A particle started moving in a straight line. Its acceleration at time 𝑡 seconds is given by 𝑎 equals negative five 𝑡 squared plus five meters per square seconds, when 𝑡 is greater than or equal to zero. Find the maximum velocity of the particle 𝑣 max and the distance 𝑥 it travelled before it attained this velocity, given that the initial velocity of the particle is zero meters per second.

To answer this question, we begin by recalling that we can find an expression for the velocity by integrating the expression for acceleration with respect to time. Similarly, we can find an expression for displacement by integrating the expression for velocity with respect to time. We also need to recall that we can find a maximum by first looking for the critical points of a function and these occur at places where the derivative of that function is equal to zero or does not exist.

Well, to find the critical points and ultimately the maximum for the velocity, we want to work out when d𝑣 by d𝑡 is equal to zero. But d𝑣 by d𝑡 is, of course, acceleration. So let’s set our expression for 𝑎 equal to zero and solve for 𝑡. That’s negative five 𝑡 squared plus five equals zero. Adding five 𝑡 squared to both sides, we get five 𝑡 squared equals five. And then dividing through by five, we obtain 𝑡 squared to be equal to one. Our final step is to take the square root of both sides. And remember, we don’t need to worry about finding the positive and negative square root of one since time must be a positive value. So 𝑡 is equal to one. And we found that there’s a critical point for our function for velocity, and it occurs when 𝑡 is equal to one.

Since this is the only critical point, it’s safe to assume it probably is a maximum. But we’ll check by finding the second derivative. If the second derivative is less than zero when 𝑡 is equal to one, then we will indeed have a maximum. And of course, the second derivative of velocity with respect to time is equal to the first derivative of acceleration with respect to time. Well, the first derivative of negative five 𝑡 squared plus five is simply negative 10𝑡. We’re going to evaluate this when 𝑡 is equal to one. So that’s negative 10 times one, which is, of course, negative 10. Since negative 10 is less than zero, we do indeed have a maximum when 𝑡 is equal to one.

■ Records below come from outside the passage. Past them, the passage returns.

PR #3790, opened 2025-08-13
[backend] RBAC new permission logic Issue/3748

### LINKED ISSUE #3748: RBAC: Chunk 4.1: Update permisison logic for taxonomies and injects
Taxonomies resources should be accessible by all the users

Article and Inject permission should be based on their parent permission

create/update/delete should be  available with only the manage_settings capa

heditar:
### Proposed changes

* open taxonomies apis
* check parent permission for injects
* add resourceType missing
* link new resource type to capa
*  -> to fix the login I had to open two apis /api/statictics and /api/settings but they should not be open so I created a bug to follow up https://github.com/OpenBAS-Platform/openbas/issues/3789

### Testing Instructions

1. create a user with no admin right and play with the api

### Related issues

* Closes #3748

### Checklist

### DIFF
--- a/openbas-api/src/main/java/io/openbas/service/PermissionService.java
+++ b/openbas-api/src/main/java/io/openbas/service/PermissionService.java
@@ -1,6 +1,7 @@
 package io.openbas.service;
 
 import io.openbas.database.model.*;
+import io.openbas.rest.inject.service.InjectService;
 import jakarta.validation.constraints.NotNull;
 import java.util.EnumSet;
 import java.util.Set;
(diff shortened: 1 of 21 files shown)


openbas-api/src/main/java/io/openbas/service/PermissionService.java
```diff
@@ -14,19 +15,28 @@ public class PermissionService {
 
   // TODO: today settings are necessary to login -> review that
   private static final EnumSet<ResourceType> RESOURCES_OPEN =
-      EnumSet.of(ResourceType.PLAYER, ResourceType.TEAM, ResourceType.PLATFORM_SETTING);
+      EnumSet.of(
+          ResourceType.PLAYER,
+          ResourceType.TEAM,
+          ResourceType.PLATFORM_SETTING,
```
impolitepanda, line 21: PLATFORM_SETTING in the open section is temporary as well, right? If yes, could you add a fixme comment ?

openbas-api/src/main/java/io/openbas/service/PermissionService.java
```diff
@@ -37,16 +47,28 @@ public boolean hasPermission(
       return user.isAdmin();
     }
 
+    // for inject/article the permission will be based on the parent's (scenario/simulation/test)
```
impolitepanda, line 50: Comment says that both injects and articles follow this. However, RESOURCES_USING_PARENT_PERMISSION only contains inject. Should it also contain articles?

openbas-api/src/main/java/io/openbas/service/PermissionService.java
```diff
@@ -85,12 +107,29 @@ private boolean hasCapaPermission(
...
+        && (Action.READ.equals(action) || Action.SEARCH.equals(action))) {
       return true;
     }
 
     Capability requiredCapability = Capability.of(resourceType, action).orElse(Capability.BYPASS);
 
     return userCapabilities.contains(requiredCapability);
   }
+
+  private Target resolveTarget(
```
impolitepanda, line 120: Following my previous comments, this function only works for injects, not articles. If articles are indeed treated like the injects, it should probably be reflected here?

openbas-dev/Frontent start.run.xml
```diff
@@ -1,6 +1,6 @@
 <component name="ProjectRunConfigurationManager">
   <configuration default="false" name="Frontent start" type="js.build_tools.npm">
-    <package-json value="$PROJECT_DIR$/core-engine/openbas-front/package.json" />
```
impolitepanda, line 3: My bad, sorry for that. It's because I'm on macos, and our project structure is different from the rest of the team.

openbas-api/src/main/java/io/openbas/service/PermissionService.java
heditar: yes it is temporary and I have a todo upper in this section + a github task https://github.com/OpenBAS-Platform/openbas/issues/3789

openbas-api/src/main/java/io/openbas/service/PermissionService.java
heditar: yes that's a miss, I forgot to implement that, I can do a follow up after this PR to add article

Issue #3531, opened 2025-07-03
Apply simply custom dashboards on home, scenarios and simulations


jborozco:
## Context

- Be able to apply custom dashboards on the homepage so you can customize your view based on your needs
- Be able to apply custom dashboards in scenarios
- Have a default dashboard preset in the platform so we still propose a default home page, scenario and simulations 
- Simplify the settings of the custom dashboard global parameters

PR #3793, opened 2025-08-14
[backend/frontend] Add scenario filter (#3531)

RomuDeuxfois:
### Proposed changes

- When creating or editing a **custom dashboard**, the user can now add a **new filter parameter** called `scenario`.
- This `scenario` filter works similarly to the existing simulation filter.
- The user can:
    - Choose the `scenario` filter in any widgets for the simulation dimension.
    - Bind it to any `scenario` param.
- However, when the dashboard is displayed **inside a running simulation**:
    - The `scenario` filter is **hidden** in the UI to prevent manual override.
    - Its value is set to the scenario link to the simulation or to null.

### DIFF
--- a/openbas-front/src/admin/components/workspaces/custom_dashboards/CustomDashboardForm.tsx
+++ b/openbas-front/src/admin/components/workspaces/custom_dashboards/CustomDashboardForm.tsx
@@ -6,6 +6,7 @@ import { type FunctionComponent, useMemo } from 'react';
 import { FormProvider, type SubmitHandler, useFieldArray, useForm } from 'react-hook-form';
 import { z } from 'zod';
 
+import SelectFieldController, { createItems, type Item } from '../../../../components/fields/SelectFieldController';
 import TextFieldController from '../../../../components/fields/TextFieldController';
 import { useFormatter } from '../../../../components/i18n';
 import { type CustomDashboardInput, type CustomDashboardParametersInput } from '../../../../utils/api-types';
@@ -35,7 +36,7 @@ const CustomDashboardForm: FunctionComponent<Props> = ({
   const parametersSchema = z.object({
     custom_dashboards_parameter_id: z.string().optional(),
     custom_dashboards_parameter_name: z.string().min(1, { message: t('Should not be empty') }),
-    custom_dashboards_parameter_type: z.literal('simulation'),
+    custom_dashboards_parameter_type: z.enum(['scenario', 'simulation']),
   });
 
   const validationSchema = useMemo(
@@ -64,11 +65,11 @@ const CustomDashboardForm: FunctionComponent<Props> = ({
     name: 'custom_dashboard_parameters',
   });
 
-  const items: CustomDashboardParametersInput['custom_dashboards_parameter_type'][] = ['simulation'];
+  const items: Item<CustomDashboardParametersInput['custom_dashboards_parameter_type']>[] = createItems(['scenario', 'simulation']);
   const handleAddParameter = (type: CustomDashboardParametersInput['custom_dashboards_parameter_type']) => {
     if (type) {
       append({
-        custom_dashboards_parameter_name: type,
+        custom_dashboards_parameter_name: '',
         custom_dashboards_parameter_type: type,
       });
     }
@@ -108,7 +109,7 @@ const CustomDashboardForm: FunctionComponent<Props> = ({
           <IconButton
             color="secondary"
             aria-label="Add"
-            onClick={() => handleAddParameter(items[0])} // For now, we handle just one type
+            onClick={() => handleAddParameter(items[0].value)}
             size="small"
           >
             <Add fontSize="small" />
@@ -130,13 +131,11 @@ const CustomDashboardForm: FunctionComponent<Props> = ({
               required
               noHelperText
             />
-            <TextFieldController
+            <SelectFieldController
               name={`custom_dashboard_parameters.${index}.custom_dashboards_parameter_type`}
               label={t('Parameter Type')}
-              variant="standard"
+              items={items}
               required
-              disabled
-              noHelperText
             />
             <Tooltip title={t('Delete')}>
               <IconButton color="error" onClick={() => remove(index)}>
--- a/openbas-front/src/admin/components/workspaces/custom_dashboards/CustomDashboardParameters.tsx
+++ b/openbas-front/src/admin/components/workspaces/custom_dashboards/CustomDashboardParameters.tsx
@@ -3,6 +3,7 @@ import { type FunctionComponent, useContext } from 'react';
 
 import ScenarioField from '../../../../components/fields/ScenarioField';
 import SimulationField from '../../../../components/fields/SimulationField';
+import { type CustomDashboardParameters as CustomDashboardParametersType } from '../../../../utils/api-types';
 import { CustomDashboardContext } from './CustomDashboardContext';
 
 const CustomDashboardParameters: FunctionComponent = () => {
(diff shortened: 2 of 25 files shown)


openbas-front/src/admin/components/workspaces/custom_dashboards/CustomDashboardForm.tsx
```diff
@@ -108,7 +109,7 @@ const CustomDashboardForm: FunctionComponent<Props> = ({
           <IconButton
             color="secondary"
             aria-label="Add"
-            onClick={() => handleAddParameter(items[0])} // For now, we handle just one type
+            onClick={() => handleAddParameter(items[0].value)}
```
antoinemzs, line 112: Can you elaborate on the desired behaviour? This will add a parameter with a default fixed type (there is more than one now). Is the user expected to change the type as needed before final validation?

Also mind whether taking the first item in the list risks changing the default type unexpectedly whenever the source list order is rearranged.

openbas-front/src/admin/components/workspaces/custom_dashboards/CustomDashboardParameters.tsx
```diff
@@ -19,11 +22,26 @@ const CustomDashboardParameters: FunctionComponent = () => {
...
+                onChange={(value: string | undefined) => handleParameters(p.custom_dashboards_parameter_id, value ?? '')}
+              />
+            </div>
+          );
+        } else if (p.custom_dashboards_parameter_type === 'simulation') {
+          return (
+            <div key={p.custom_dashboards_parameter_id}>
               <SimulationField
                 label={p.custom_dashboards_parameter_name}
                 value={getParameterValue(p.custom_dashboards_parameter_id)}
```
antoinemzs: style: use a switch case form

openbas-front/src/components/fields/ScenarioField.tsx
antoinemzs, line 1: It looks like this is an "Options select field" rather than strictly a "Scenario" field? Would it be possible to merge SimulationField and ScenarioField and pass the specific option retrieval behaviour (method) to the component?

antoinemzs: I realise now this is just a thin wrapper around AutocompleteField. There doesn't seem to be any typing issues between SimulationField and ScenarioField in the props, just a matter of passing the correct constants and parameterised methods to the AutocompleteField.

Could the latter be called directly from where SimulationField and ScenarioField are called instead?

openbas-front/src/utils/Option.ts
antoinemzs, line 1: Unused?

openbas-model/src/main/java/io/openbas/database/model/Scenario.java
```diff
@@ -250,8 +251,17 @@ public void setTags(Set<Tag> tags) {
       inverseJoinColumns = @JoinColumn(name = "exercise_id"))
   @JsonSerialize(using = MultiIdListDeserializer.class)
   @JsonProperty("scenario_exercises")
+  @Setter(NONE)
   private List<Exercise> exercises;
 
+  public void setExercises(List<Exercise> exercises) {
+    for (Exercise exercise : exercises) {
+      if (exercise != null) exercise.setUpdatedAt(now());
+    }
```
antoinemzs: missing null check on exercises?

openbas-model/src/main/java/io/openbas/database/model/Scenario.java
```diff
@@ -250,8 +251,17 @@ public void setTags(Set<Tag> tags) {
       inverseJoinColumns = @JoinColumn(name = "exercise_id"))
   @JsonSerialize(using = MultiIdListDeserializer.class)
   @JsonProperty("scenario_exercises")
+  @Setter(NONE)
   private List<Exercise> exercises;
 
+  public void setExercises(List<Exercise> exercises) {
+    for (Exercise exercise : exercises) {
+      if (exercise != null) exercise.setUpdatedAt(now());
```
antoinemzs: Incidentally, there's no point setting the createdAt and updatedAt attributes explicitly since the introduction of the audit annotations (`@CreationTimestamp`, `@UpdateTimestamp`) which force the value through a factory instantiated at boot time.

`exercise` needs to be saved somehow to persist the timestamps.

openbas-model/src/main/java/io/openbas/database/model/Exercise.java
```diff
@@ -161,10 +161,17 @@ public class Exercise implements Base {
...
-  @Schema(type = "string")
   @Queryable(filterable = true, dynamicValues = true)
+  @Schema(type = "string")
+  @Setter(NONE)
   private Scenario scenario;
 
+  public void setScenario(Scenario scenario) {
+    if (scenario != null) scenario.setUpdatedAt(now());
+    this.scenario = scenario;
+    this.setUpdatedAt(now());
```
antoinemzs, line 172: Likewise, there is no more point in setting the timestamps explicitly. There needs to be a save on all affected objects to persist new timestamps.

openbas-model/src/main/java/io/openbas/database/repository/ExerciseRepository.java
```diff
@@ -366,6 +366,7 @@ List<Object[]> findAllOptionByNameLinkedToFindingsWithContext(
               + "LEFT JOIN injects inj ON ex.exercise_id = inj.inject_exercise "
               + "LEFT JOIN injects_assets ia ON ia.inject_id = inj.inject_id "
               + "LEFT JOIN injects_asset_groups iag ON iag.inject_id = inj.inject_id "
+              + "LEFT JOIN scenarios_exercises se ON ex.exercise_id = se.exercise_id "
```
antoinemzs, line 369: weird db layout forcing use of aggregation method but that's how it is.

johanah29 (commented):
Testing NOK on my end

johanah29 (commented):
Testing OK

openbas-front/src/admin/components/workspaces/custom_dashboards/CustomDashboardForm.tsx
RomuDeuxfois: The idea is to provide an initial value so that it’s not empty, but this value can still be changed by the user.

openbas-front/src/components/fields/ScenarioField.tsx
RomuDeuxfois: The idea is to have a reusable component to search for scenarios or search for simulations.
Indeed, for now it doesn’t do much.

How does that cause an issue for you?

openbas-front/src/utils/Option.ts
RomuDeuxfois: I don't understand which line your are pointing.

openbas-model/src/main/java/io/openbas/database/model/Scenario.java
RomuDeuxfois: CreationTimestamp and UpdateTimestamp do not work on one-to-many, many-to-one, etc. relations.

openbas-model/src/main/java/io/openbas/database/repository/ExerciseRepository.java
RomuDeuxfois: "It’s historical." :D

RomuDeuxfois:
Thanks for the feedbacks
PR ready for a secound round.

openbas-front/src/utils/Option.ts
antoinemzs: ah yes, github does not show the diffs; nevermind.

openbas-front/src/components/fields/ScenarioField.tsx
antoinemzs: it's a feedback I've received in another change, so I figured this was some sort of team agreement. I don't have an issue with thin wrappers, it's mainly a matter of how many layers we want in a given code path.

but this is quite clear enough. Just keeping in mind that with this pattern we would have a thin wrapper per option retrieval type, but this is all refactorable at any time.

openbas-front/src/admin/components/workspaces/custom_dashboards/CustomDashboardParameters.tsx
```diff
@@ -19,23 +22,41 @@ const CustomDashboardParameters: FunctionComponent = () => {
...
-              <SimulationField
-                label={p.custom_dashboards_parameter_name}
-                value={getParameterValue(p.custom_dashboards_parameter_id)}
-                onChange={(value: string | undefined) => handleParameters(p.custom_dashboards_parameter_id, value ?? '')}
-              />
-            </div>
-          );
-        } else {
-          return (<></>);
+        switch (p.custom_dashboards_parameter_type) {
```
savacano28: Maybe you could extract this logic in a function?

openbas-front/src/admin/components/workspaces/custom_dashboards/CustomDashboardParameters.tsx
```diff
@@ -19,23 +22,41 @@ const CustomDashboardParameters: FunctionComponent = () => {
...
+                <SimulationField
+                  label={p.custom_dashboards_parameter_name}
+                  value={getParameterValue(p.custom_dashboards_parameter_id)}
+                  onChange={(value: string | undefined) =>
+                    handleParameters(p.custom_dashboards_parameter_id, value ?? '')}
+                />
+              </div>
+            );
+          default:
+            return (<></>);
```
savacano28: Maybe here you could return null?

RomuDeuxfois:
```suggestion
            return null;
```

openbas-front/src/admin/components/workspaces/custom_dashboards/CustomDashboardParameters.tsx
RomuDeuxfois: I don't see why. Can I have your point ?

savacano28: Improve readability, maybe in the future you will add more cases (scenario, smiulation..)?
Something like:
const renderDashbaoradtypes = (p) => {
**name** = p.custom_dashboard_name;
**switch** (p.type) ...
case 'sce':
default...
}

{params.map(0p} => (<div  key= {p.id}>{renderDashboardTypes(p)})...

openbas-model/src/main/java/io/openbas/database/model/Scenario.java
antoinemzs: We discussed we didn't have a better solution right now, in this timeframe

antoinemzs (approved):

Now, we’re actually trying to find the maximum velocity of the particle. And we know it occurs when 𝑡 is equal to one. So let’s find the function of the velocity and evaluate it when 𝑡 equals one. We said that this was the integral of the function for acceleration. So we’re integrating negative five 𝑡 squared plus five. Well that gives us negative five 𝑡 cubed over three plus five 𝑡 plus its constant of integration 𝑐. We can work out what this constant of integration is by using the fact that the initial velocity of the particle is zero meters per second. In other words, when 𝑡 is equal to zero, 𝑣 is equal to zero. Substituting these values in gives us zero equals negative five times zero cubed over three plus five times zero plus 𝑐. And that tells us that zero is equal to 𝑐. And our final expression for velocity is negative five 𝑡 cubed over three plus five 𝑡.

We want to know the maximum velocity. And we saw that this occurs when 𝑡 is equal to one. So we’re now going to substitute 𝑡 equals one into this expression. That’s negative five times one cubed over three plus five times one, which is ten thirds. And we have the first part of our solution. The max is equal to ten thirds. And it’s important to realize that there’s no other maximum at the end point where 𝑡 is equal to zero, since there are no other turning points in the interval zero to one.

We’re now going to work out the distance 𝑥 it travelled before it attained this velocity. Now, we’ll need to be a little bit careful here. Distance is the scalar version of displacement. It’s the absolute value of displacement. We know that we can integrate our function for velocity to find a function for displacement. And then, we can evaluate that between one and zero to find the total displacement. What we’ll do to check whether this is going to give us the same value as distance is check the shape of the graph. If the curve sits purely above or purely below the 𝑥-axis, then we know that the absolute value of the displacement will be equal to the distance. Well, between zero and one, the graph does indeed sit purely above the 𝑥-axis or the 𝑡-axis in this case.

So the total distance travelled will be given by the area between the curve and the 𝑡-axis bounded by the lines 𝑡 equals zero and 𝑡 equals one. That’s simply the definite integral between zero and one of the function for velocity with respect to time. Integrating gives us negative five 𝑡 to the fourth power over 12 plus five 𝑡 squared over two. And when we evaluate that between one and zero, we get negative. five over 12 plus five over two minus zero, which is 25 12ths. 𝑣 max is equal to ten thirds and the distance 𝑥 it travelled before it attained 𝑣 max is 25 over 12 meters.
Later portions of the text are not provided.